Dammit, I made millions. I was an all-pro. I played 16 years
in the NFL. But the only time I got to the big game, I lost. Losing that Super
Bowl, being the biggest loser, having to face my old man, my family, after that
game, having to explain to my children that we lost, that was the worst moment
of my life. That was far worse than losing my money.
Goddammit, we let everyone down. And I have to live with
that. I lost my pride with that Super Bowl. I will never have a second chance.
That game, that drive will haunt me forever.

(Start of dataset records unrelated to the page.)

PR #402, opened 2025-05-05
Accept labels that start with a dot.

ricferpas:
Ripes assembler gives an error for any identifier that starts with a dot. However, such syntax seems valid and is in fact routinely used by GCC. 
This patch changes this, making copying and pasting from Compiler Explorer more straightforward.


ricferpas:
Seems to display labels correctly both in the editor and the symbol explorer. I don't know if there is any other place where labels are used.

That game… The noise, the crowd hiss… That sea of camera lights
flashing… Me, shoving forward, beads of hot sweat burning my eyes as I was
looking up over the rows of helmets and knots of padded bodies… Me, seeing our
guy twisting on the turf, stretching his arm to the white chalk of the goal
line, and then… the whistles, the fireworks, the reckoning, knowing our guy came
up just inches, dammit, just inches short, that… that wakes me up in the middle
of the night... It fucking haunts me.
I only watched that game tape once, during the offseason
following the Super Bowl. Otherwise, I don’t ever want to see video of it. Not
like I need to, anyway, since it often creeps back, runs on a loop, in my mind.
When I flashback to that Super Bowl, that’s pretty much the
only time, really, these days, I think much about football. I don’t even watch
the Super Bowl anymore, unless I go to a party…
My wife’s been talking about this haunting crap. I don’t believe
in it. I believe in real ghosts. The past. Traumatic memories and lost
opportunities… The ghost of Super Bowl past. The ghost of lingering
disappointment and lost pride. Those, dammit. Those are my ghosts.